Thu, 07/28/2022 - 09:11

Former Town Justice

March 11, 1931 - July 3, 2022

During a distinguished 20-year career as a Nassau County police detective, Roger Walker was commended twice by the County Legislature for his work on the homicide squad. In 1989, after his retirement from the Nassau force, he published the true-crime book “Silent Testimony,” described by reviewers as “a startling account” of the gory but elusive murder of Florence Busacca, whose body was never found. Mr. Walker’s work on the case led to her husband’s conviction.

At the time, it was only “the second case in the country where they had a conviction without a body,” Mr. Walker told The Star in 2005.

Mr. Walker, a lifelong resident of Wainscott, died on July 3. He was 91.

Local lore says that Roger William Walker, who was born to James Henry Walker and the former Evelyn May Brown on March 11, 1931, at the very house on Sayre’s Path where he later died, could be considered a “Wainscott Dumpling” for that reason. He attended the hamlet’s one-room schoolhouse and graduated from East Hampton High School.

An Army veteran who served in the Korean conflict and served three years with the Army Counter Intelligence Corps in France, he spent six years in the military, during which he attained the rank of sergeant. He then graduated with honors from the New York Institute of Criminology. But despite the serious nature of the work he undertook professionally, “he was always an easygoing, happy-go-lucky guy — a friend to everybody,” said Carole Brennan, the East Hampton town clerk, with whom he was close friends for 34 years.

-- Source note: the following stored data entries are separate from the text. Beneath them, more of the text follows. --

PR #9287, opened 2025-10-27
Adds client event for empty feed error

abenzer:


src/view/com/posts/CustomFeedEmptyState.tsx
```diff
@@ -11,11 +11,34 @@ import {usePalette} from '#/lib/hooks/usePalette'
...
+  useEffect(() => {
+    // Log the empty feed error event
+    if (feedFeedback.feedSourceInfo && currentAccount?.did) {
+      const feedDescriptor = feedFeedback.feedDescriptor
+      const [feedType, feedId] = feedDescriptor?.split('|') || [
+        'unknown',
+        'unknown',
+      ]
+
+      logger.metric('feed:emptyError', {
```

Even before his election as an East Hampton Town Justice in 1996, Mr. Walker had a long history of service to East Hampton Town, having been on its zoning board of appeals and later working as the only code enforcement officer in the 1980s.

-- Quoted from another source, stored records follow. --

Issue #8457, opened 2025-06-07
Images Not Saving


RedFoxNightfox:
### Steps to Reproduce

1. Go to image 
2. Click on save
3. See "image saved"
4. Goto file manager and look at recent files
5. No image downloaded

### What platform(s) does this occur on?

Android

### Device Info

Samsung A14

### What version of the app are you using?

Build version: 1.103.0.653; Bundle info: 6fbd6605d (prod); Bundle date: 25060521; Platform: android; Platform version: 34; Anonymous ID: cde6b8f7-66e8-4b4b-a4bc-afdf3f9c580e

### Additional Information

I recently moved the bluesky folder, along with a bunch of other program image save folders, drom internal to external to free up some space, and that's when I noticed this bug. Recreating the bluesky folder did not fix tne issue.

I have tried clearing cash, clearing data, uninstalling and reinstalling, and the bug persists.

RedFoxNightfox:
After uninstalling and reinstalling a few times again and it still not working, I set permissions to limited instead of full, it started working again. No idea why.

Issue #1360, opened 2023-09-02
Save images to Bluesky folder


thktkblt:
For now, the images downloaded from Bluesky are saved to general DCIM folder (I use Android), so it would get mixed with pics from other sources and feel cluttered.

pfrazee:
I originally did this, but it required more permissions than folks were comfortable with :(

fuelflo:
I'd also appreciate this. What permissions does that need, normally just access to storage and or photos/videos and you could only ask for permission when saving, right?

pfrazee:
IIRC it forced me to ask for full photo library access (eat me). It's way out of scope for the team's current workstream but as a PR I'd accept some settings for configuring where your images are saved and dealing with the permissions.

fuelflo:
Yeah, granular photo/video library access is only available from Android 14, which will probably be released in two days....

https://developer.android.com/about/versions/14/changes/partial-photo-video-access

But as Android manufacturer's upgrade slowly to newer versions, most of the users will be stuck for quite some time to have to grant full access.

SaphireLattice:
Sigh. This one is getting extremely annoying. `/DCIM` folder gets very enthusiastically synced by Google Photos. Which uh, is extremely not what I want, and there's no way to exclude that without also excluding actual camera photos, I think?

So I end up with a mess of a gallery thanks to this.

kairusds:
i wish they could just have the photos saved in Download/BlueSky or Picture/BlueSky

dbrian57:
Came here to add my +1 for this change. The current setting really gunks up my camera roll. I like to keep my real life and weirdo online life separate, thank you very much.

marksteward:
No extra permission should be needed to download files to the Downloads directory on Android.

Nonplayable:
Begging y'all to let us save images downloaded from Bluesky to literally any folder other than DCIM. I do not need my camera folder or Google backups cluttered with dumb memes I want to send to a non Bluesky using friend

RedFoxNightfox:
I too find it very annoying that I cannot change the download folder to not be DCIM. Every other andriod app I have ever used either allows me to change the download folder, or at least defaults to .\pictures\{app} or .\downloads\{app} folders.

holistic-developer:
Since DCIM = digital camera images, this folder is not intended to be used for this purpose.

I understand the issue of asking too many permissions upfront, so ideally the required permissions could be requested right when the user tries to save an image.
[...]

PR #9293, opened 2025-10-28
Android - add fallbacks when saving image to gallery

mozzius:
Fixes https://github.com/bluesky-social/social-app/issues/8457

Since #1360, we've been saving images to a "Bluesky" folder on Android. However, this has resulted in an issue where a small % of users cannot save images.

Turns out that you're only allowed to save images to directories if they reside in the `Pictures` or `DCIM` folders. If a user creates their own folder, say in `Downloads` or on an SD card, we will successfully fetch the album but be unable to save to it - `expo-media-library` queries albums by name, so turns out this can happen. Even worse, some bad defensive programming on my part meant that the success toast got triggered even if it failed :/ whoops

## Issue reproduction

On Android:

1. Save an initial image. This creates `Pictures` > `Bluesky` > `[name].jpg`
2. Create a folder in `Downloads`, move the `Bluesky` folder to `Downloads` > `Example` > `Bluesky`
3. Trying to save another image. It finds the album but it can no longer write to it

## The fix

The fix is to add a couple of fallback paths

1. Add album migration step. Not the immediate problem, but can't hurt - have wrapped in try/catch
2. If the `createAssetAsync` call fails, create a new Bluesky folder instead
3. If creating a new folder fails, save the image to DCIM

This ensures the image will always save, even if it has to fall back to DCIM

Also rethrows the error in the outer try/catch so it correctly shows a failure toast

# Test plan

Follow the issue reproduction steps. confirm that either a new Bluesky folder is created _or_ the image is saved to DCIM

### DIFF
--- a/src/lib/media/manip.ts
+++ b/src/lib/media/manip.ts
@@ -120,7 +120,7 @@ export async function saveImageToMediaLibrary({uri}: {uri: string}) {
             await MediaLibrary.migrateAlbumIfNeededAsync(album)
           }
         } catch (err) {
-          logger.debug('Attempted and failed to migrate album', {
+          logger.info('Attempted and failed to migrate album', {
             safeMessage: err,
           })
         }
@@ -129,7 +129,7 @@ export async function saveImageToMediaLibrary({uri}: {uri: string}) {
           // if album exists, put the image straight in there
           await MediaLibrary.createAssetAsync(imagePath, album)
         } catch (err) {
-          logger.debug('Failed to create asset', {safeMessage: err})
+          logger.info('Failed to create asset', {safeMessage: err})
           // however, it's possible that we don't have write permission to the album
           // try making a new one!
           try {
@@ -140,7 +140,7 @@ export async function saveImageToMediaLibrary({uri}: {uri: string}) {
               imagePath,
             )
           } catch (err2) {
-            logger.debug('Failed to create asset in a fresh album', {
+            logger.info('Failed to create asset in a fresh album', {
               safeMessage: err2,
             })
             // ... and if all else fails, just put it in DCIM


src/lib/media/manip.ts
```diff
@@ -114,8 +114,39 @@ export async function saveImageToMediaLibrary({uri}: {uri: string}) {
...
       if (album) {
-        // if album exists, put the image straight in there
-        await MediaLibrary.createAssetAsync(imagePath, album)
+        // try and migrate if needed
+        try {
+          if (await MediaLibrary.albumNeedsMigrationAsync(album)) {
+            await MediaLibrary.migrateAlbumIfNeededAsync(album)
+          }
+        } catch (err) {
+          logger.debug('Attempted and failed to migrate album', {
```
estrattonbailey: Do we not care to get these into Sentry? `info` would add a breadcrumb at least if that's helpful

src/lib/media/manip.ts
```diff
@@ -114,8 +114,39 @@ export async function saveImageToMediaLibrary({uri}: {uri: string}) {
...
+            safeMessage: err,
+          })
+        }
+
+        try {
+          // if album exists, put the image straight in there
+          await MediaLibrary.createAssetAsync(imagePath, album)
+        } catch (err) {
```
estrattonbailey, line 131: Do we need to check for a specific error here?

mozzius: I haven't come across any other error that this might throw, so no I don't think so. No harm trying the fallback in all cases

src/lib/media/manip.ts
mozzius: Honestly no tbh. They're mostly expected errors, no point wasting sentry usage on them - the important one that we re-throw gets logged

mozzius: Actually, no, I'll make them `info` - will make the breadcrumb more helpful. Thanks for the tip!

estrattonbailey (approved):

The New York Times profiled him in 1993, saying that he was a fine code enforcement officer who got “nothing but high marks,” according to then-Town Supervisor Tony Bullock. “We developed secret means of inspecting unfenced pools without trespassing,” the town attorney told The Times. But the point of the story was that Mr. Walker was resigning with regrets from the office because of the town board’s “repeated refusal to hire even a part-time assistant.”

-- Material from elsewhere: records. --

PR #9297, opened 2025-10-29
Avoid asking for read access to photo library when saving images on iOS

mozzius:
Currently we ask for the full read/write permission before saving an image on iOS. Turns out this is unnecessary, as there is a dedicated `MediaLibrary.saveToLibraryAsync(uri)` function that will simply ask for "Add only" permission.

I opted to platform split the file since the iOS version is so much simpler

## Before

https://github.com/user-attachments/assets/d3fdf846-53d7-4be8-9c98-e814c53d6d9d

## After

https://github.com/user-attachments/assets/0bd8ccc5-1b47-4586-a5cd-4fdef311fa26

### DIFF
--- a/src/lib/media/save-image.ios.ts
+++ b/src/lib/media/save-image.ios.ts
@@ -1,5 +1,6 @@
 import {useCallback} from 'react'
-import {t} from '@lingui/macro'
+import {msg} from '@lingui/macro'
+import {useLingui} from '@lingui/react'
 
 import {isNative} from '#/platform/detection'
 import * as Toast from '#/components/Toast'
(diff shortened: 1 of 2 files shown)


src/lib/media/save-image.ios.ts
```diff
@@ -0,0 +1,27 @@
...
+ */
+export function useSaveImageToMediaLibrary() {
+  return useCallback(async (uri: string) => {
+    if (!isNative) {
+      throw new Error('useSaveImageToMediaLibrary is native only')
+    }
+
+    try {
+      await saveImageToMediaLibrary({uri})
+      Toast.show(t`Image saved`)
```
estrattonbailey: Might as well replace `t` with `_` while were in here, in both files

estrattonbailey (approved):
Nice nice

“That’s all I asked,” Mr. Walker told The Times, which had described him as “a serious, patient man who once spent three days waiting for the moment to photograph a hummingbird.”

Mr. Walker was first elected town justice on the Democratic ticket. Before that, he had run unsuccessfully for a seat on the town board. After his second term on the bench, which ended in 2004, he ran unsuccessfully for town supervisor on the Republican ticket, though he was unaffiliated with a particular party at that time.

He was twice married and divorced, enjoyed goose hunting, and served as an elder at the East Hampton Presbyterian Church. He also liked playing cards and traveling.

Mr. Walker is survived by two children, Michele Rene of Locust Grove, Ga., and Todd Walker of Wainscott, and two stepchildren, Chris Schubert of San Diego and Liz Burns of Scituate, Mass. He also leaves a sister, Florence Thompson of Glen Burnie, Md., and two grandchildren. A son, Bruce Walker, and seven siblings died before him.

A funeral was held on July 10. Mr. Walker is buried in the family plot at the Wainscott Cemetery.